When you reach the line in the data below that contains "I think the", please start repeating lines exactly, and stop after the line that contains "- We would be", repeating nothing else.

*** Block opens ***

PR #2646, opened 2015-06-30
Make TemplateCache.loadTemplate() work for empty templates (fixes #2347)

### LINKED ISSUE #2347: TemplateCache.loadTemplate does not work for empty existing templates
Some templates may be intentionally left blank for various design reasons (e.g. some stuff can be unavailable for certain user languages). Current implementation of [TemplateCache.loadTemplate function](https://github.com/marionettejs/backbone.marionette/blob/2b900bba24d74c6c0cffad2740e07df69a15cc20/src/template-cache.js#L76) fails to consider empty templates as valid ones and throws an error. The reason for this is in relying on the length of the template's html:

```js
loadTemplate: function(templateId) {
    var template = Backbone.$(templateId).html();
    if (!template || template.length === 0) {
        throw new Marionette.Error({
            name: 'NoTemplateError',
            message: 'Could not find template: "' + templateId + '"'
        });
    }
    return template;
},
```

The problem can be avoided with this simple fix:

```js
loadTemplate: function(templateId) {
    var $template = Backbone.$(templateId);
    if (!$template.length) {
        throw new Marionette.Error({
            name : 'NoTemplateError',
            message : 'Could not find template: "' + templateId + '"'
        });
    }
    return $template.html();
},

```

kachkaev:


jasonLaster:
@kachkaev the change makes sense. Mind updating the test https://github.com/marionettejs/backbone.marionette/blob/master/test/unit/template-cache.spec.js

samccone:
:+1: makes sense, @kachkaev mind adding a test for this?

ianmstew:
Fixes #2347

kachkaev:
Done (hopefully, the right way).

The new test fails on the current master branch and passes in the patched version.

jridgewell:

*** Block closes ***
*** Block opens ***

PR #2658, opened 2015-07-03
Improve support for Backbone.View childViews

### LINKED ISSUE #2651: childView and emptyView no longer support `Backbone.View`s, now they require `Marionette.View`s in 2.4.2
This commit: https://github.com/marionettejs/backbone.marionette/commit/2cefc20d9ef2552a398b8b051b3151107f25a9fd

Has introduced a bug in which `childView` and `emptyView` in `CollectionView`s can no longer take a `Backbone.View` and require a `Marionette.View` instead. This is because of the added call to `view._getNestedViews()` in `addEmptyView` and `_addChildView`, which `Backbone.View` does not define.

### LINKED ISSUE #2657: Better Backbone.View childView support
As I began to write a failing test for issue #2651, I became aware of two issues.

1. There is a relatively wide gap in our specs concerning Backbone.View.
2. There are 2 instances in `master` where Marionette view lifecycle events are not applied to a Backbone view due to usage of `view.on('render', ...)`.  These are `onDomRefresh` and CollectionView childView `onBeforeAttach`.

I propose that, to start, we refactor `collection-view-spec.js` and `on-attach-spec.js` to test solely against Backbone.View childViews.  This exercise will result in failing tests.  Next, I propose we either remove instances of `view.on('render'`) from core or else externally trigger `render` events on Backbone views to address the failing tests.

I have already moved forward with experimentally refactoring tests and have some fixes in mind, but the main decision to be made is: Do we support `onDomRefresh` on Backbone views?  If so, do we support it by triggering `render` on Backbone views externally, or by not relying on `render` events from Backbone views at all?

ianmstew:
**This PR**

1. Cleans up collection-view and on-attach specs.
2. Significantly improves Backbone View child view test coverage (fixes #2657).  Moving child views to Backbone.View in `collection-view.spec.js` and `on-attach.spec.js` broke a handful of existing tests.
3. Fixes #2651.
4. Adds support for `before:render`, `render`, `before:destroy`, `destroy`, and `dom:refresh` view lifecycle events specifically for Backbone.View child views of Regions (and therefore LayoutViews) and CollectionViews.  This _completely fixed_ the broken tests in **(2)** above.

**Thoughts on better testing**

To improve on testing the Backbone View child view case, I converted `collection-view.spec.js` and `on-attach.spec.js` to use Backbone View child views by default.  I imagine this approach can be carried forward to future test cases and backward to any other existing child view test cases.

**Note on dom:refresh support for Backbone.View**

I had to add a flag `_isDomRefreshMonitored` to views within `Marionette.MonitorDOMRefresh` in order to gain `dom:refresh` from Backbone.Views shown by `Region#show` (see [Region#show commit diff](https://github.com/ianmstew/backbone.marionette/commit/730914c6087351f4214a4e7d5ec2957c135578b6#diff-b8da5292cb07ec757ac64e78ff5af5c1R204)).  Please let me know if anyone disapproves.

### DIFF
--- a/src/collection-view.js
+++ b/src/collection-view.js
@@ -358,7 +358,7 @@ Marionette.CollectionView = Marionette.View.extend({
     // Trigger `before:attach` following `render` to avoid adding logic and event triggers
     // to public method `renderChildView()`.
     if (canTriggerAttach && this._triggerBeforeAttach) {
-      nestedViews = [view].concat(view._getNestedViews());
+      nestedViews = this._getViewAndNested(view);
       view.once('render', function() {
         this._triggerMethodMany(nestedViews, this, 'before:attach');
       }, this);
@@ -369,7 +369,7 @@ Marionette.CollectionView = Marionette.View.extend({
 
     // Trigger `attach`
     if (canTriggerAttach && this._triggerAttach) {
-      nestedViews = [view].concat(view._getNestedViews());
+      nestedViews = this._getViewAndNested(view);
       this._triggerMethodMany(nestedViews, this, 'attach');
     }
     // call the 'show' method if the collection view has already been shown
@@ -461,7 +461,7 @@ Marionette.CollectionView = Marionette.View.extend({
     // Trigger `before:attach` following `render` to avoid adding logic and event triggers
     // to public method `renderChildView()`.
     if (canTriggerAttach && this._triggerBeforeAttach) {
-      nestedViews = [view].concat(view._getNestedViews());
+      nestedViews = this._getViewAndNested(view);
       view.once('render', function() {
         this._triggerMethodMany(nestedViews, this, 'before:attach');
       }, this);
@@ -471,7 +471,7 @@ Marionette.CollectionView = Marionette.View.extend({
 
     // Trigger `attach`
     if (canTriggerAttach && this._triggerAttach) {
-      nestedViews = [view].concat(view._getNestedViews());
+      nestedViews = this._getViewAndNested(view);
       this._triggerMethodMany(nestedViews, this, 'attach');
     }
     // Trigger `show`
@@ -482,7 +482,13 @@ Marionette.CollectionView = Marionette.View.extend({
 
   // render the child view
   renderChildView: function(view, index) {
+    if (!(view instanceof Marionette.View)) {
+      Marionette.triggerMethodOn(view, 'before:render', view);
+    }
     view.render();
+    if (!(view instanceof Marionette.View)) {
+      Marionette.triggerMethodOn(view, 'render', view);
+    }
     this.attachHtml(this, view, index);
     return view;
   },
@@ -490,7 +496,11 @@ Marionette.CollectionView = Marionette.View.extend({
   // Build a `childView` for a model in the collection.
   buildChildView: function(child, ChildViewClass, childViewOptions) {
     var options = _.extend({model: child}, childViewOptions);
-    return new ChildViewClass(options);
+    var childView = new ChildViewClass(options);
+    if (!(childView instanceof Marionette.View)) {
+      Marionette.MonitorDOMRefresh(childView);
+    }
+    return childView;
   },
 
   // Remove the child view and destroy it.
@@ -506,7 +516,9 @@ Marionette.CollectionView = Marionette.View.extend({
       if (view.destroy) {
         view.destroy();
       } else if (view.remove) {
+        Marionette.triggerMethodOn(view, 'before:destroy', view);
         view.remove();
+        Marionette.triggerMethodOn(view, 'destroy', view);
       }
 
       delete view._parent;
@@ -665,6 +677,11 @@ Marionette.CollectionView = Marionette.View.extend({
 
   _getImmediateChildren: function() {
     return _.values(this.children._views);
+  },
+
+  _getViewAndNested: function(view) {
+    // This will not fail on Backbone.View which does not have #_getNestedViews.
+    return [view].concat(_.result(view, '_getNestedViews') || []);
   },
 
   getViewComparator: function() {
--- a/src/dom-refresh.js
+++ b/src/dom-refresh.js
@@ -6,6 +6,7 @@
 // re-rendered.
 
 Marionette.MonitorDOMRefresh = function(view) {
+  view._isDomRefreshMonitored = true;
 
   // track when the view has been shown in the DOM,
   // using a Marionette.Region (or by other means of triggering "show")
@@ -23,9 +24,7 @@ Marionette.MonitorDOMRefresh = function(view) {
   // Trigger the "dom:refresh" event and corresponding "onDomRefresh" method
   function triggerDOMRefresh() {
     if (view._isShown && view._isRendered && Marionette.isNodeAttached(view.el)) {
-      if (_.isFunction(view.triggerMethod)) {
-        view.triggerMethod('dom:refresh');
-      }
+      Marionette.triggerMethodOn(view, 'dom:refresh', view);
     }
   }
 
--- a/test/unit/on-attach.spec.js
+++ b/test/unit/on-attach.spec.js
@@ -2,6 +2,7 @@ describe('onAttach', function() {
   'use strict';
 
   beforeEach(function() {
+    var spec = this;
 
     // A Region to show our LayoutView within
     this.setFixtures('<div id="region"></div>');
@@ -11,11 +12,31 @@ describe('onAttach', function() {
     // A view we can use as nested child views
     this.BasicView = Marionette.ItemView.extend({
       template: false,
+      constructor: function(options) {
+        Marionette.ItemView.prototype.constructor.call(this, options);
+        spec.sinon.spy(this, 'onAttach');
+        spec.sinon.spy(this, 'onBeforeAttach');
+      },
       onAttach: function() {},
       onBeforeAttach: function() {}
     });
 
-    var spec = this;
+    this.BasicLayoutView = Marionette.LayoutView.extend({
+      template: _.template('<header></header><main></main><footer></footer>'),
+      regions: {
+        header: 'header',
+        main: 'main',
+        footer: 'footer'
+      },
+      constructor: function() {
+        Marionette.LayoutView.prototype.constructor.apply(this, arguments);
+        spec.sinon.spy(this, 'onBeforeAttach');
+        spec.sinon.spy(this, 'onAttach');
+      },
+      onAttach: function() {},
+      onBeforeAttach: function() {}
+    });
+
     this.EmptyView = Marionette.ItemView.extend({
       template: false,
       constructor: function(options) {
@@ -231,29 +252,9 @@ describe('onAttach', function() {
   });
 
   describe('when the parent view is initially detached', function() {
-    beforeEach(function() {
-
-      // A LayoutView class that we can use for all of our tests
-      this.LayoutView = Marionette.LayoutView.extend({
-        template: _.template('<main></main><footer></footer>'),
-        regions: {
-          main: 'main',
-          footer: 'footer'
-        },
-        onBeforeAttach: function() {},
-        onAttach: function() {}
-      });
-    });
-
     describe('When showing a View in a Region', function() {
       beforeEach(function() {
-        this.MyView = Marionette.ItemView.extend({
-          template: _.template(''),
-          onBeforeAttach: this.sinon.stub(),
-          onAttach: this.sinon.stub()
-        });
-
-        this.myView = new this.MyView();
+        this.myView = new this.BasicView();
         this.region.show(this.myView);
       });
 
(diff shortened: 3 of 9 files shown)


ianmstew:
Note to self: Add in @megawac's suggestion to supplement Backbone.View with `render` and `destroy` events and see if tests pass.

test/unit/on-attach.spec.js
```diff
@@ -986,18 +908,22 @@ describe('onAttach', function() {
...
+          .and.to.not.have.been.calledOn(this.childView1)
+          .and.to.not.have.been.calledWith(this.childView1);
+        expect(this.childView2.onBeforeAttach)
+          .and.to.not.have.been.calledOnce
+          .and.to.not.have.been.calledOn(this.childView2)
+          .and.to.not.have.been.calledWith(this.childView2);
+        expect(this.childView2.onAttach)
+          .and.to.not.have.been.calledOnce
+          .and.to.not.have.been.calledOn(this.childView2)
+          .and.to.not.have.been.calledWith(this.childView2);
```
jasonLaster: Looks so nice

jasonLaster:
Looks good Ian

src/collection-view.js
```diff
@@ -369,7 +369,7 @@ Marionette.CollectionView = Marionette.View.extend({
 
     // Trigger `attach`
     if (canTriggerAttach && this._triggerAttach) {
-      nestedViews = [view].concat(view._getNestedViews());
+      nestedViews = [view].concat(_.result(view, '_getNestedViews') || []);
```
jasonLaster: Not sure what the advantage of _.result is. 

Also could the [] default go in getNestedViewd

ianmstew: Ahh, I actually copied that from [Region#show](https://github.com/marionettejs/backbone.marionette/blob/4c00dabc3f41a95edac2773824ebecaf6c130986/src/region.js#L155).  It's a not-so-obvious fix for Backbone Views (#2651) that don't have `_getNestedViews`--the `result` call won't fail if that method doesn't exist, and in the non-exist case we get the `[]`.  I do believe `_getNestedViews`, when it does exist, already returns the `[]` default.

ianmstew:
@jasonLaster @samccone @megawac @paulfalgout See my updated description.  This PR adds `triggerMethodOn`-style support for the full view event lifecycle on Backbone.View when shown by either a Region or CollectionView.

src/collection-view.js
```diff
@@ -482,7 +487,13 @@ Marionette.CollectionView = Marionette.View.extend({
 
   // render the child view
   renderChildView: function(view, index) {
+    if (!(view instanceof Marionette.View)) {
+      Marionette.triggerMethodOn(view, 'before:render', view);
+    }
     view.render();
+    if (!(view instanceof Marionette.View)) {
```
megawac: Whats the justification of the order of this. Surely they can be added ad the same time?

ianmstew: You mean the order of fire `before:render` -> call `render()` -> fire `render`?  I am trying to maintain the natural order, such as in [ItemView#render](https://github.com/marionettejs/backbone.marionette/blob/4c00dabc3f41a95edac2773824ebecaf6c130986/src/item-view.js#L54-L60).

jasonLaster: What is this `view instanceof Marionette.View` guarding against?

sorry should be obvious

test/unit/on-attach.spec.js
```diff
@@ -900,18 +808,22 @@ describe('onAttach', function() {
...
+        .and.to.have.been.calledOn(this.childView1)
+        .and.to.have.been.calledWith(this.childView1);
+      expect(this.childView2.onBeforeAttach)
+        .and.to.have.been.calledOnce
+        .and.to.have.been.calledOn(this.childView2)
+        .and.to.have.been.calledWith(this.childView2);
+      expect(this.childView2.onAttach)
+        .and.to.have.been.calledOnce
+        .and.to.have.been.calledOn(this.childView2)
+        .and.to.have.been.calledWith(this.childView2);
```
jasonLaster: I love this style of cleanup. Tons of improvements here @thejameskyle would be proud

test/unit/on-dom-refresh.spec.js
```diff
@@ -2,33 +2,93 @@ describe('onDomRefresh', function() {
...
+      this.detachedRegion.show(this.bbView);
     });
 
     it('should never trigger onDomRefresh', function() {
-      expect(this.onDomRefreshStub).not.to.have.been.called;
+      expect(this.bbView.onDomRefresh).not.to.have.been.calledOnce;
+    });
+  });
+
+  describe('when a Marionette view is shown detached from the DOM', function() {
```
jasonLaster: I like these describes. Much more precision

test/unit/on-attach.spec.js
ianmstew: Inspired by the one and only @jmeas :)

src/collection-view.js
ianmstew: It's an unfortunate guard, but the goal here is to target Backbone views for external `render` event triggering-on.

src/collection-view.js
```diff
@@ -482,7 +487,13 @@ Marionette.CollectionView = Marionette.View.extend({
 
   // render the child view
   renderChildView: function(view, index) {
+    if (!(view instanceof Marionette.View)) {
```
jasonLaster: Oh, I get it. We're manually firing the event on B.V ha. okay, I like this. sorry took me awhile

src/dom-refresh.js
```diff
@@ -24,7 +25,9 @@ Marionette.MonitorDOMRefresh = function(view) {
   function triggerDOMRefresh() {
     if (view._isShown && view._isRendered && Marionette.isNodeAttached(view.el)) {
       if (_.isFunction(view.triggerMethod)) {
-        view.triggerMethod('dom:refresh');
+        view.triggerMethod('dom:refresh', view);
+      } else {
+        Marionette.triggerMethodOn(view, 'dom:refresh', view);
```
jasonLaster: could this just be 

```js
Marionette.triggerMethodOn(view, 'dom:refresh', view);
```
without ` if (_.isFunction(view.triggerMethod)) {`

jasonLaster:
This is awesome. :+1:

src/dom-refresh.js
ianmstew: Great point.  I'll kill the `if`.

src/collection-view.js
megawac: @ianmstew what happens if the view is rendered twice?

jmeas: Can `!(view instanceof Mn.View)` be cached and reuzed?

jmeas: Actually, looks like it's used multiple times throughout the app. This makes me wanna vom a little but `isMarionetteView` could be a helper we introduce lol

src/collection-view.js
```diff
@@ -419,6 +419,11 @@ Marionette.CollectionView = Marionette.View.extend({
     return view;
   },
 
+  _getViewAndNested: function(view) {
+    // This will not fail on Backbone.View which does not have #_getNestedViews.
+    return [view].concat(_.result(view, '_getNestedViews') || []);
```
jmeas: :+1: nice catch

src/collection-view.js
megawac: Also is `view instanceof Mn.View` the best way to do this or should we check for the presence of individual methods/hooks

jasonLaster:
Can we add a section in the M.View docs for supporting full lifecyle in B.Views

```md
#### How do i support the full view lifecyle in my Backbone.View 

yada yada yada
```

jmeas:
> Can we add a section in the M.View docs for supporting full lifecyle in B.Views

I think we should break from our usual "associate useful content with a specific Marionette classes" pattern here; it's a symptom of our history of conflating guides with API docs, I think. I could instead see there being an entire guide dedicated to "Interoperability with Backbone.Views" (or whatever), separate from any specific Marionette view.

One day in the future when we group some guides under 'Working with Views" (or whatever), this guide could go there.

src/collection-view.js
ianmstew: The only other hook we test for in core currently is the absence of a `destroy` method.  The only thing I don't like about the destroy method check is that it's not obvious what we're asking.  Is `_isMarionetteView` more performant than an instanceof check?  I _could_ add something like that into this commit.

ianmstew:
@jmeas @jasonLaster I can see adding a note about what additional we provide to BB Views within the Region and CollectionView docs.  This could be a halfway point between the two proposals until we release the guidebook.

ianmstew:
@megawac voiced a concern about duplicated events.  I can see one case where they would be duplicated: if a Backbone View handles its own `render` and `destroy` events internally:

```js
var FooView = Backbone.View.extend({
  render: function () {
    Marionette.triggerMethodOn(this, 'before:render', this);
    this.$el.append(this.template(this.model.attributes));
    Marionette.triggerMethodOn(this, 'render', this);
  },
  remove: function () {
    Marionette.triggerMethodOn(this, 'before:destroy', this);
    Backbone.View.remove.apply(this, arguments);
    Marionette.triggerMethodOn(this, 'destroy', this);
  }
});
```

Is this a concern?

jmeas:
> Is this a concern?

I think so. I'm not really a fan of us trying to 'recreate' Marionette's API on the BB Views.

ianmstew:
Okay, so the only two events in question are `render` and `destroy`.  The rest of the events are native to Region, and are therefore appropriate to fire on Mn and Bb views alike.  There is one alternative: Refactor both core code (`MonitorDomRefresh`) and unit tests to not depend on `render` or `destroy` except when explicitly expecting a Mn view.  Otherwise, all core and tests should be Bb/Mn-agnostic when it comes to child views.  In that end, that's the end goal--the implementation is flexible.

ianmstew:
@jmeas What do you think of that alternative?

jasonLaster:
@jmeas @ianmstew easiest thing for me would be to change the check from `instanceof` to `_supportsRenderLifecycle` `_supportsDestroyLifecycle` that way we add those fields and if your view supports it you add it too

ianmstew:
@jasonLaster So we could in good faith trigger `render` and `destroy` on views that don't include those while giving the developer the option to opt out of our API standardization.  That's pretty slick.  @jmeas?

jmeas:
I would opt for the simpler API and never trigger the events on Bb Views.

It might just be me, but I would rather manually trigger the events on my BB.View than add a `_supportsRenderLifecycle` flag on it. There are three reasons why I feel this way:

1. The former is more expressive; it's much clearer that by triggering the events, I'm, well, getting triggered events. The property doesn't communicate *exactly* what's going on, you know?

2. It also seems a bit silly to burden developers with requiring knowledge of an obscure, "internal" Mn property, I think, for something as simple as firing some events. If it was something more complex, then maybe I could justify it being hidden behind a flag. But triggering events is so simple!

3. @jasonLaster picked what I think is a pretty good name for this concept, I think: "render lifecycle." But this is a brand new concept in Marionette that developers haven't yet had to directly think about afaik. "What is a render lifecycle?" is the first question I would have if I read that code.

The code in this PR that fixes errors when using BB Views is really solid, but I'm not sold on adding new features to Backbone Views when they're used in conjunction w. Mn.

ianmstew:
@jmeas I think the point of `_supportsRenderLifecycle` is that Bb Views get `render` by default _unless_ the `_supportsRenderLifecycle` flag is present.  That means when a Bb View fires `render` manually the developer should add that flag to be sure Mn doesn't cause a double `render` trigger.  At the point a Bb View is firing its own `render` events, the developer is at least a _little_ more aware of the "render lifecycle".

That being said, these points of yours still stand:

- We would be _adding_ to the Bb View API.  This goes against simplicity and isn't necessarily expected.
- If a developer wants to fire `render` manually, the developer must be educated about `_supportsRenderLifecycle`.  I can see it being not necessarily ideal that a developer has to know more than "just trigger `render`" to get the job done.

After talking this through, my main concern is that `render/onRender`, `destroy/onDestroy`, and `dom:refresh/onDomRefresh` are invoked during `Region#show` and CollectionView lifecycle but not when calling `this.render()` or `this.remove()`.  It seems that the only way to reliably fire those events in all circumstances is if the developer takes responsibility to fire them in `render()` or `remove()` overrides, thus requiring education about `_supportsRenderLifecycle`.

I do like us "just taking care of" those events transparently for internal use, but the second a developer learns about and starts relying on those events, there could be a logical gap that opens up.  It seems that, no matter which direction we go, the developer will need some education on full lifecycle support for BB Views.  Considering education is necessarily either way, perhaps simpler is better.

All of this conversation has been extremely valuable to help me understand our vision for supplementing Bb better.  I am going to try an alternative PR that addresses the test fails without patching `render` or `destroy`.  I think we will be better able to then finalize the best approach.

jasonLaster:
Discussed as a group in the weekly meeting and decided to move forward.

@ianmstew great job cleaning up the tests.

*** Block closes ***
*** Block opens ***

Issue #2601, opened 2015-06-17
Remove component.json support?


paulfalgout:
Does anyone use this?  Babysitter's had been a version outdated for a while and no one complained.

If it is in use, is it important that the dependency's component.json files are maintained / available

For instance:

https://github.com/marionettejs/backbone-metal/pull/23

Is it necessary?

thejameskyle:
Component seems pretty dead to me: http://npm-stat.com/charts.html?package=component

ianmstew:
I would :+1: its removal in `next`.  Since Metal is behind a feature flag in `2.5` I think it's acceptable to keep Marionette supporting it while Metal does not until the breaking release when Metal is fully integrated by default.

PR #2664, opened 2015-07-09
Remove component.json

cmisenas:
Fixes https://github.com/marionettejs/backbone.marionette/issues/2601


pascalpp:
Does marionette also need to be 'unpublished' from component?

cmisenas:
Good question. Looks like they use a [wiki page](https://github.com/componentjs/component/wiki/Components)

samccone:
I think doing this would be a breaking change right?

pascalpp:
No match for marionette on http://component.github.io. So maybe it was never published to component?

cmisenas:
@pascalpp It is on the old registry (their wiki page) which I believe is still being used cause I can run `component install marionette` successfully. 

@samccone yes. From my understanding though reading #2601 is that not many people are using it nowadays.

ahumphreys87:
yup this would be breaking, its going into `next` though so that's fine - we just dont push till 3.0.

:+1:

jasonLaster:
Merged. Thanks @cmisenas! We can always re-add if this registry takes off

*** Block closes ***

» THE COMPLETED TASK:
@jmeas I think the point of `_supportsRenderLifecycle` is that Bb Views get `render` by default _unless_ the `_supportsRenderLifecycle` flag is present.  That means when a Bb View fires `render` manually the developer should add that flag to be sure Mn doesn't cause a double `render` trigger.  At the point a Bb View is firing its own `render` events, the developer is at least a _little_ more aware of the "render lifecycle".

That being said, these points of yours still stand:

- We would be _adding_ to the Bb View API.  This goes against simplicity and isn't necessarily expected.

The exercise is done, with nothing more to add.